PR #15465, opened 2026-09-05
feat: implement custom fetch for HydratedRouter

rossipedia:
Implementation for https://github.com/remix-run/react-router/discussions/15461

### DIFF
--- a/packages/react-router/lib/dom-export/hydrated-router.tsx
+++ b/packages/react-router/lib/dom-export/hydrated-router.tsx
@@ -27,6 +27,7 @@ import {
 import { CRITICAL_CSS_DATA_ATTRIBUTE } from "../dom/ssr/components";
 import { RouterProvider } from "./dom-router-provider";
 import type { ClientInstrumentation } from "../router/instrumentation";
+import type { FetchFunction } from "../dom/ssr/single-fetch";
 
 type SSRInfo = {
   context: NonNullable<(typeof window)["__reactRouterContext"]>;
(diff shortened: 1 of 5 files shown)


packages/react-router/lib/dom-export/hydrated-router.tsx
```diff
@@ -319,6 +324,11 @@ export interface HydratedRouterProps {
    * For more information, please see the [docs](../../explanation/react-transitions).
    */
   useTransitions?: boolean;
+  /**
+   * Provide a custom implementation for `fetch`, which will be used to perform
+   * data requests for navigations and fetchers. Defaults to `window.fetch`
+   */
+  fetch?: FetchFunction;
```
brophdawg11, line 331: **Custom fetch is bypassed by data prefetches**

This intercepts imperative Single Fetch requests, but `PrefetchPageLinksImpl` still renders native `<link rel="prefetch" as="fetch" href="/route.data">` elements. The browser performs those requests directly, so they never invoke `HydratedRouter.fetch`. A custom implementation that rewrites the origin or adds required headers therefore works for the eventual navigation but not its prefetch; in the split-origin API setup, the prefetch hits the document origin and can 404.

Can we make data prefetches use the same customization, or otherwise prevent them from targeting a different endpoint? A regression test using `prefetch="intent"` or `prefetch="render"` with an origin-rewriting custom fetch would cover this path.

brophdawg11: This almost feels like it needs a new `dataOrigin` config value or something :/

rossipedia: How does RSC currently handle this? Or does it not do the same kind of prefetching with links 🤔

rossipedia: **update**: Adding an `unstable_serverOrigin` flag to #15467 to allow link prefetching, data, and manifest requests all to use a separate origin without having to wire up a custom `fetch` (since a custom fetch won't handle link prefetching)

Problem statement>
For every line in the material, write out an exact copy.

Task result>
PR #15465, opened 2026-09-05
feat: implement custom fetch for HydratedRouter

rossipedia:
Implementation for https://github.com/remix-run/react-router/discussions/15461

### DIFF
--- a/packages/react-router/lib/dom-export/hydrated-router.tsx
+++ b/packages/react-router/lib/dom-export/hydrated-router.tsx
@@ -27,6 +27,7 @@ import {
 import { CRITICAL_CSS_DATA_ATTRIBUTE } from "../dom/ssr/components";
 import { RouterProvider } from "./dom-router-provider";
 import type { ClientInstrumentation } from "../router/instrumentation";
+import type { FetchFunction } from "../dom/ssr/single-fetch";
 
 type SSRInfo = {
   context: NonNullable<(typeof window)["__reactRouterContext"]>;
(diff shortened: 1 of 5 files shown)


packages/react-router/lib/dom-export/hydrated-router.tsx
```diff
@@ -319,6 +324,11 @@ export interface HydratedRouterProps {
    * For more information, please see the [docs](../../explanation/react-transitions).
    */
   useTransitions?: boolean;
+  /**
+   * Provide a custom implementation for `fetch`, which will be used to perform
+   * data requests for navigations and fetchers. Defaults to `window.fetch`
+   */
+  fetch?: FetchFunction;
```
brophdawg11, line 331: **Custom fetch is bypassed by data prefetches**

This intercepts imperative Single Fetch requests, but `PrefetchPageLinksImpl` still renders native `<link rel="prefetch" as="fetch" href="/route.data">` elements. The browser performs those requests directly, so they never invoke `HydratedRouter.fetch`. A custom implementation that rewrites the origin or adds required headers therefore works for the eventual navigation but not its prefetch; in the split-origin API setup, the prefetch hits the document origin and can 404.

Can we make data prefetches use the same customization, or otherwise prevent them from targeting a different endpoint? A regression test using `prefetch="intent"` or `prefetch="render"` with an origin-rewriting custom fetch would cover this path.

brophdawg11: This almost feels like it needs a new `dataOrigin` config value or something :/

rossipedia: How does RSC currently handle this? Or does it not do the same kind of prefetching with links 🤔

rossipedia: **update**: Adding an `unstable_serverOrigin` flag to #15467 to allow link prefetching, data, and manifest requests all to use a separate origin without having to wire up a custom `fetch` (since a custom fetch won't handle link prefetching)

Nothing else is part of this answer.